- Task prompt
Only certain lines below are wanted: those starting at the line containing "Names with no" and ending at the line containing "1. **Stem ambiguity**", both included, each retyped exactly.

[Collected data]
PR #57, opened 2026-05-02
Add components/get_integration_docs WS command

bdraco:
## Summary

New WS command that returns `{integration_name: docs_url}` for every loaded-integration identifier we can resolve to a real esphome.io page. Frontend (separate PR) uses this to turn the device drawer's loaded-integration tags into clickable links.

The data comes from the existing component catalog (`components.json`), which `script/sync_components.py` already builds from the schema bundle's "See also" links plus the docs MDX repo. This command just re-shapes the catalog into a name → URL projection so the frontend doesn't have to ship the full catalog when it only needs the lookup.

### Three lookup layers, priority-ordered

The most-specific page wins:

1. **Top-level component** — catalog id without `.` (`api` → `/components/api`, `wifi` → `/components/wifi`).
2. **Category landing** — `sensor` → `/components/sensor`, synthesised from any `<cat>.<stem>` doc URL only when the URL is genuinely under `/components/<cat>/`. Skips multi-platform components like `switch.at581x` (docs at `/components/at581x`) that would otherwise produce a wrong category URL.
3. **Stem alias** — picks up specific drivers like `ltr390` whose catalog id is `sensor.ltr390`.

Names with no catalog hit are simply omitted; the frontend renders those as plain text. The catalog's `docs_url` is sourced from the live esphome.io docs index, so a present URL is also a guarantee that the page exists.

## Test plan

- [x] New `tests/test_components_integration_docs.py` covers all three layers against the shipped catalog (top-level / category landing / stem alias) plus a guard for unknown names being absent.
- [x] Full backend test suite passes: 273 passed, 3 skipped.
- [x] Lint clean.
- [ ] Frontend PR (separate) consumes the endpoint.

### DIFF
--- a/esphome_device_builder/controllers/components.py
+++ b/esphome_device_builder/controllers/components.py
@@ -49,7 +49,12 @@ class ComponentCatalog:
             )
             return
 
-        data = json.loads(_COMPONENTS_JSON.read_text())
+        # ``encoding="utf-8"`` is explicit because the catalog carries
+        # non-ASCII characters (em-dashes, mu, etc.) and Path.read_text
+        # defaults to the platform's locale encoding — Windows' cp1252
+        # then dies on the first multi-byte sequence (UnicodeDecodeError
+        # at the catalog load).
+        data = json.loads(_COMPONENTS_JSON.read_text(encoding="utf-8"))
         self._components = [_load_component(c) for c in data.get("components", [])]
         self._by_id = {c.id: c for c in self._components}
         _LOGGER.info("Component catalog loaded: %d components", len(self._components))
--- a/esphome_device_builder/controllers/components.py
+++ b/esphome_device_builder/controllers/components.py
@@ -78,6 +78,73 @@ class ComponentCatalog:
         """Get all component categories with counts."""
         return self.categories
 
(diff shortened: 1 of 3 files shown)


bdraco:
Addressed all four Copilot points in 6e70387:

1. **Stem ambiguity** — track `stem → set[str]` of candidate URLs and only emit a stem alias when every category that owns the stem agrees on the same docs URL. Multi-platform components (`at581x`, `rotary_encoder`) still resolve because they share one docs page across categories, but genuinely distinct variants like `binary_sensor.gpio` vs `switch.gpio` are dropped — the frontend then renders them as plain text. New `test_ambiguous_stems_omitted` guards the `gpio` case.

2. **Permissive stem-match test** — pinned to `endswith("/components/sensor/ltr390")` so a regression that picks a wrong category for the stem fails instead of trivially passing on substring.

3. **Conditional `api` assertion** — dropped the `if "api" in docs:` guard so the test fails outright if `api` ever drops out.

4. **Confusing update-order comment** — reworded to say what `dict.update()` actually does (later writes win), so layering stems first / category second / top-level last lets the most-specific page win for any colliding key.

- Solution to this exercise
Names with no catalog hit are simply omitted; the frontend renders those as plain text. The catalog's `docs_url` is sourced from the live esphome.io docs index, so a present URL is also a guarantee that the page exists.

## Test plan

- [x] New `tests/test_components_integration_docs.py` covers all three layers against the shipped catalog (top-level / category landing / stem alias) plus a guard for unknown names being absent.
- [x] Full backend test suite passes: 273 passed, 3 skipped.
- [x] Lint clean.
- [ ] Frontend PR (separate) consumes the endpoint.

### DIFF
--- a/esphome_device_builder/controllers/components.py
+++ b/esphome_device_builder/controllers/components.py
@@ -49,7 +49,12 @@ class ComponentCatalog:
             )
             return
 
-        data = json.loads(_COMPONENTS_JSON.read_text())
+        # ``encoding="utf-8"`` is explicit because the catalog carries
+        # non-ASCII characters (em-dashes, mu, etc.) and Path.read_text
+        # defaults to the platform's locale encoding — Windows' cp1252
+        # then dies on the first multi-byte sequence (UnicodeDecodeError
+        # at the catalog load).
+        data = json.loads(_COMPONENTS_JSON.read_text(encoding="utf-8"))
         self._components = [_load_component(c) for c in data.get("components", [])]
         self._by_id = {c.id: c for c in self._components}
         _LOGGER.info("Component catalog loaded: %d components", len(self._components))
--- a/esphome_device_builder/controllers/components.py
+++ b/esphome_device_builder/controllers/components.py
@@ -78,6 +78,73 @@ class ComponentCatalog:
         """Get all component categories with counts."""
         return self.categories
 
(diff shortened: 1 of 3 files shown)


bdraco:
Addressed all four Copilot points in 6e70387:

1. **Stem ambiguity** — track `stem → set[str]` of candidate URLs and only emit a stem alias when every category that owns the stem agrees on the same docs URL. Multi-platform components (`at581x`, `rotary_encoder`) still resolve because they share one docs page across categories, but genuinely distinct variants like `binary_sensor.gpio` vs `switch.gpio` are dropped — the frontend then renders them as plain text. New `test_ambiguous_stems_omitted` guards the `gpio` case.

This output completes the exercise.